The Central Bank of Nigeria (CBN) has disclosed that the Dangote Refinery imported crude oil valued at $3.74 billion in 2025 to sustain its operations.
The apex bank made the revelation in its latest economic report, highlighting the scale of foreign exchange required to support the refinery’s crude supply needs.
According to the CBN, the refinery’s reliance on imported crude reflects ongoing challenges in sourcing sufficient feedstock locally, despite Nigeria being Africa’s largest oil producer.
The report noted that the refinery “imported crude oil worth $3.74 billion in 2025,” underscoring the significant demand for foreign exchange in the country’s oil sector.
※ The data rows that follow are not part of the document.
Issue #413, opened 2016-06-24
Use attr_encrypted for protecting sensitive data at rest?


colinxfleming:
Leaving this here for now -- https://github.com/attr-encrypted/attr_encrypted

colinxfleming:
Marking this hacktoberfest to increase visibility. 

As you can imagine, there's a lot of sensitive information in this system -- I'm interested in whether or not this is an effective strategy for safely storing information in such a way that some jerk can't just run the mongodb equivalent of `select * from patients`. Unfortunately, the PII we most want to keep under wraps (names and contact info) are also what we search by, which means we can't just plug and play. 

If it's not an effective strategy, I'm pretty interested in what other people's experiences have been.

colinxfleming:
@Kevin-Wei I've been thinking about this a lot lately. Would love to pick your brain on this.

Kevin-Wei:
http://rocketjob.github.io/symmetric-encryption/

Kevin-Wei:
even with heroku configuration http://rocketjob.github.io/symmetric-encryption/heroku.html

colinxfleming:
@Kevin-Wei this looks awesome. 

I think we have two requirements here: 

* encrypt our existing data (if encrypting the entire document is the path of least resistance I am cool as hell with that)
* make sure new data gets encrypted as it's saved and updated etc

If you have any code in that direction can you whip up a WIP PR with it, so we have it handy?

colinxfleming:
Quick dump: https://www.compose.com/articles/encrypting-sensitive-data-in-your-mongodb-database/
https://github.com/rocketjob/symmetric-encryption
https://github.com/attr-encrypted/attr_encrypted/issues/130

colinxfleming:
* `symmetric-encryption` seems straightforward to run but entails some additional setup
* `attr_encrypted` also seems straightforward, 
* last ditch, this gem which the maintainer is looking to shove off (RIP mongodb): https://github.com/KoanHealth/mongoid-encrypted-fields

colinxfleming:
I'm promoting this to active, but it's definitely complicated and tough, so please.

`symmetric_encryption` seems to be slightly better documented, but migrating is going to be difficult. Let's start with a proof of concept of adding an encrypted field on the model and go from there.

colinxfleming:
Tagging this as hacktoberfest -- if you have set this up in MongoDB before I would love to talk to you!

colinxfleming:
[...]

PR #3048, opened 2023-08-18
Issue 413: Encrypt sensitive data in the clinics table

mercedesb:

This PR encrypts sensitive clinic data at-rest.

* Configures deterministic encryption to support cases where that's required (like when we want to have uniqueness validation)
    * You'll want to set an env var in production for `ACTIVE_RECORD_ENCRYPTION_DETERMINISTIC_KEY` prior to running the post-deploy rake task
* Encrypts sensitive clinic columns
* Adds post-deploy rake task to encrypt existing clinic data
    * run `rails clinic:encrypt_sensitive_columns` after you deploy this branch
    * if you run a select query on the clinics table in production, you should see both a bunch of the columns are encrypted

* Bumps #413 

For reviewer:
* Tag this PR:

### DIFF
--- a/app/models/clinic.rb
+++ b/app/models/clinic.rb
@@ -9,6 +9,15 @@ class Clinic < ApplicationRecord
   # e.g. so a fund can have an 'OTHER CLINIC' catchall.
   EXCLUDED_ZIP = '99999'
 
+  encrypts :name
+  encrypts :street_address
+  encrypts :city
+  encrypts :state
+  encrypts :zip
+  encrypts :phone
+  encrypts :fax
+  encrypts :email_for_pledges
+
   # Scopes
   # Is gestational_limit either nil or above x?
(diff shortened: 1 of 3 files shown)


mercedesb:
`coordinates` is probably a sensitive column but it's a decimal array field so out-of-the-box ActiveRecord encryption doesn't totally work. Let me know if you'd like me to spend some time on a small custom solution so we can encrypt non-string fields (I'd do that work in a separate PR)

colinxfleming (approved):
Does what it says on the tin! Nice work again. I've also added the new env var to our staging and prod environments. 

I think encrypting coordinates is good if we can swing it. I'm willing to change the datatype for that column if it's helpful though that's obviously a bit more involved. If you want to tackle it, whip up an issue for it I think? 

thanks much @mercedesb !

Issue #3017, opened 2023-07-11
Practical support: When mode on, don't display budget bar or fulfillment page


colinxfleming:
Thanks for creating an issue! Please fill out this form so we can be sure to have all the information we need, and to minimize back and forth.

The development comes amid efforts by the Federal Government to boost local refining capacity and reduce dependence on imported petroleum products.
The Dangote Refinery, which has a processing capacity of about 650,000 barrels per day, is expected to play a key role in transforming Nigeria’s downstream petroleum industry by meeting domestic demand and exporting refined products.
However, analysts say continued dependence on imported crude could put pressure on Nigeria’s foreign reserves, especially in a volatile global oil market.
The CBN reiterated the need for improved domestic crude supply to local refineries to ease forex demand and strengthen the country’s energy security.